(Stored data entries)
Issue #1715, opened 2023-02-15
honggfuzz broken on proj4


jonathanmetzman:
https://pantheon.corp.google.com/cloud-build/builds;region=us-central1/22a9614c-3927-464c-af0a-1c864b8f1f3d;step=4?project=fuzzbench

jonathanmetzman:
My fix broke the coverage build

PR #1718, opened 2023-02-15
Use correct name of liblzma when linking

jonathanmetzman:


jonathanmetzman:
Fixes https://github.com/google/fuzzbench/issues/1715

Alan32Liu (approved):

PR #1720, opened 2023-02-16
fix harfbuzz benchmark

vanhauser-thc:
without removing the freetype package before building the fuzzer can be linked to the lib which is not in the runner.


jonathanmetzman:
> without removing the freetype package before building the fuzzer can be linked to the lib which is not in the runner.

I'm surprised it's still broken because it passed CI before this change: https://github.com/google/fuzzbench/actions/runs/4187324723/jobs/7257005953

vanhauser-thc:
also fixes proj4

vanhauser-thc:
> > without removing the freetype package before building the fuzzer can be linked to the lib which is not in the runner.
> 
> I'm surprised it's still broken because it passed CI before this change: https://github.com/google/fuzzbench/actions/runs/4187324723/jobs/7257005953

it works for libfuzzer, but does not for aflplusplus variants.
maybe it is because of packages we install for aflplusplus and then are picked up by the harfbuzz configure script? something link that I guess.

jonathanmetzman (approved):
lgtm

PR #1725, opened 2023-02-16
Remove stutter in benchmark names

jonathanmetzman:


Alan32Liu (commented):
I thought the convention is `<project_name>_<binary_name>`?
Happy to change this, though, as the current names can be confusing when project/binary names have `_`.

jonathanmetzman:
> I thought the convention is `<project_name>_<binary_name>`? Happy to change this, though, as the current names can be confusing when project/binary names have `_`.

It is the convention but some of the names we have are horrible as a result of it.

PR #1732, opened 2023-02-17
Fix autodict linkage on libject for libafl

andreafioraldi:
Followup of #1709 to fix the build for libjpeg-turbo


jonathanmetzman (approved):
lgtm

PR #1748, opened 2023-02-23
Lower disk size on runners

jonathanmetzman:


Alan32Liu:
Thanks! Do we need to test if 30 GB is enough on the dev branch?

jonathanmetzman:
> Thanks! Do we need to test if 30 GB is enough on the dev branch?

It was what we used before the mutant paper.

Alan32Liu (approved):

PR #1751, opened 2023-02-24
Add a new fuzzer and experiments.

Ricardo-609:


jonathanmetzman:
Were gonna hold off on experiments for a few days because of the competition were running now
...
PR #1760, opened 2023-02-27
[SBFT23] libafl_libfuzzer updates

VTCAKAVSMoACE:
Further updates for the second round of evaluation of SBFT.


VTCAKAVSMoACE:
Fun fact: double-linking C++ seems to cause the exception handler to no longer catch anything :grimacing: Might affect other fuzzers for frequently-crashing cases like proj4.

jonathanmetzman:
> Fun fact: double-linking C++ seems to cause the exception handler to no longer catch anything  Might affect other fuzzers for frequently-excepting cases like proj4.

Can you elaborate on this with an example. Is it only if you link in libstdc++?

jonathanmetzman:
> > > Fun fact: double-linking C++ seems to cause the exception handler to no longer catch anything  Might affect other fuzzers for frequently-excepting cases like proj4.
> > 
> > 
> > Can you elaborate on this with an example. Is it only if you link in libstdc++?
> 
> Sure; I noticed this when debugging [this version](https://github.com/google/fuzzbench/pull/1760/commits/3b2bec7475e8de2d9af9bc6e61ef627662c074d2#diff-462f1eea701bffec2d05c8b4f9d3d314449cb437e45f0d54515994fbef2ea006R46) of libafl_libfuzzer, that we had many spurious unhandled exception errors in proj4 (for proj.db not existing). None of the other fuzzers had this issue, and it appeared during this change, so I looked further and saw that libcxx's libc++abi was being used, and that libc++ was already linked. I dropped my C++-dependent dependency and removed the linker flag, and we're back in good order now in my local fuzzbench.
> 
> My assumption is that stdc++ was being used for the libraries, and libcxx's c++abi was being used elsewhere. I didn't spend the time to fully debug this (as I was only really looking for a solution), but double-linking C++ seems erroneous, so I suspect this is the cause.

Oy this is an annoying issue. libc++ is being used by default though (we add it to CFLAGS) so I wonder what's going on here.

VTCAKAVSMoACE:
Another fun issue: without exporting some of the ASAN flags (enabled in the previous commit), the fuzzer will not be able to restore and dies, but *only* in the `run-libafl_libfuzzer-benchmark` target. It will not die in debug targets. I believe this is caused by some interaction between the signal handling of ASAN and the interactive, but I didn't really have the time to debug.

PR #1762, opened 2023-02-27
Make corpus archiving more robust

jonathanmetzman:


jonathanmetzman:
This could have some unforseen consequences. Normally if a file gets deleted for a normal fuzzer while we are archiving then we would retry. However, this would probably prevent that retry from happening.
---
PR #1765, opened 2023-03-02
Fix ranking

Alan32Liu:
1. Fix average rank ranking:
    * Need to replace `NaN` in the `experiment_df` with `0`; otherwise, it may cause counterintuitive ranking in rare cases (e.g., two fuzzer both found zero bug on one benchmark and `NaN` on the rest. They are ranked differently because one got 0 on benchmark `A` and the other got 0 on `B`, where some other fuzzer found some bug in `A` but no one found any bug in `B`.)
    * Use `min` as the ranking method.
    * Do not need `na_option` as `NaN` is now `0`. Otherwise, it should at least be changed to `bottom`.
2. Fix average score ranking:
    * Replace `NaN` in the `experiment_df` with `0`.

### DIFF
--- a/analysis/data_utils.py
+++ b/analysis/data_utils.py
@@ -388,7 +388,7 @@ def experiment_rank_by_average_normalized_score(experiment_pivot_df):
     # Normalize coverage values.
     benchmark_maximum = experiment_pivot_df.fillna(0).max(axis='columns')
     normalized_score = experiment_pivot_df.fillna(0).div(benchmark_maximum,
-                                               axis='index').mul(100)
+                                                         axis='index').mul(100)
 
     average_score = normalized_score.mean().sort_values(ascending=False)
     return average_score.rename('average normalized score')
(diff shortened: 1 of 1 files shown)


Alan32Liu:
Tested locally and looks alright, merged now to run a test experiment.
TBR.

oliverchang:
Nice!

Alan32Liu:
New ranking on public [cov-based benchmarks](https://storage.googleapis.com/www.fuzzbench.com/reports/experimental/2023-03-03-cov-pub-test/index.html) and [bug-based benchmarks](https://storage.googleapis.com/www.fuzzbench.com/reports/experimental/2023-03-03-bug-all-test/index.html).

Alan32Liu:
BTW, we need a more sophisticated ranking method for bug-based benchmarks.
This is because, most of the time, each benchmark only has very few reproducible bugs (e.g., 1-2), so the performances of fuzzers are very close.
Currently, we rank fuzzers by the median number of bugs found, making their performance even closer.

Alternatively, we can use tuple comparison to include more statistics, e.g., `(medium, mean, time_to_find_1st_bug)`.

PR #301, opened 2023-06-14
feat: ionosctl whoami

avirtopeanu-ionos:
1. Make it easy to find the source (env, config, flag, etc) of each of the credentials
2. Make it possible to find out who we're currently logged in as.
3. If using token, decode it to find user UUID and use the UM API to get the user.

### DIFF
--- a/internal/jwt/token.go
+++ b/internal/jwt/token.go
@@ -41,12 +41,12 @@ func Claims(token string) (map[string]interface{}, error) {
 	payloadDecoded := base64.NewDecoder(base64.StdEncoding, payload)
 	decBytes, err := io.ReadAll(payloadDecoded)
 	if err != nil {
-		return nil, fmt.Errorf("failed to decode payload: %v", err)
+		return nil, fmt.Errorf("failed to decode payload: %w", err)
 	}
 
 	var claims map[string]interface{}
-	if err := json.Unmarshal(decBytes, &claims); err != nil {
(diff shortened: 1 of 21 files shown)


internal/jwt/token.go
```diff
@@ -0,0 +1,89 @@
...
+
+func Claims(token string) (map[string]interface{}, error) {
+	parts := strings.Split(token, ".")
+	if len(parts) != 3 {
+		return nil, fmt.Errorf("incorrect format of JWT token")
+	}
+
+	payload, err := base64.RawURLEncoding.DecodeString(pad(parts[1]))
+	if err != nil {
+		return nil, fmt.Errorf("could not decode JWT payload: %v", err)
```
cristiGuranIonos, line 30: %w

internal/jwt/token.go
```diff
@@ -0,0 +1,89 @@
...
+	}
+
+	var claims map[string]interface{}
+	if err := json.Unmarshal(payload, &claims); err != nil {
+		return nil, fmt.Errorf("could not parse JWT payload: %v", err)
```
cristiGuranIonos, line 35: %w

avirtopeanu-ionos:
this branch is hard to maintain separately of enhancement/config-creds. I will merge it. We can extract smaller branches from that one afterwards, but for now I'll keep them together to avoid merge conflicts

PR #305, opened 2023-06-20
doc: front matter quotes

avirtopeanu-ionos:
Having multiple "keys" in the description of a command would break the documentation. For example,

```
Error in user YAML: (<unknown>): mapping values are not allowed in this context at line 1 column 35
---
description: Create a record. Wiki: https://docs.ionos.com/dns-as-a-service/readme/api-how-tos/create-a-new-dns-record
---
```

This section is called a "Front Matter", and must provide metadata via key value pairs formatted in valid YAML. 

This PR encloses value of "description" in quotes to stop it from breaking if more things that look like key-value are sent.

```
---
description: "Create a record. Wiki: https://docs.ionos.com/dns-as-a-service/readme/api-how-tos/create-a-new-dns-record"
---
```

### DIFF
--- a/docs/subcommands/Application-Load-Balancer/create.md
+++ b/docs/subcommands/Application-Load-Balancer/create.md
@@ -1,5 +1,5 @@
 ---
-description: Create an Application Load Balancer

_Exercise prompt_. For the data above, state only how many lines include the word "interface".

_Your response_. 4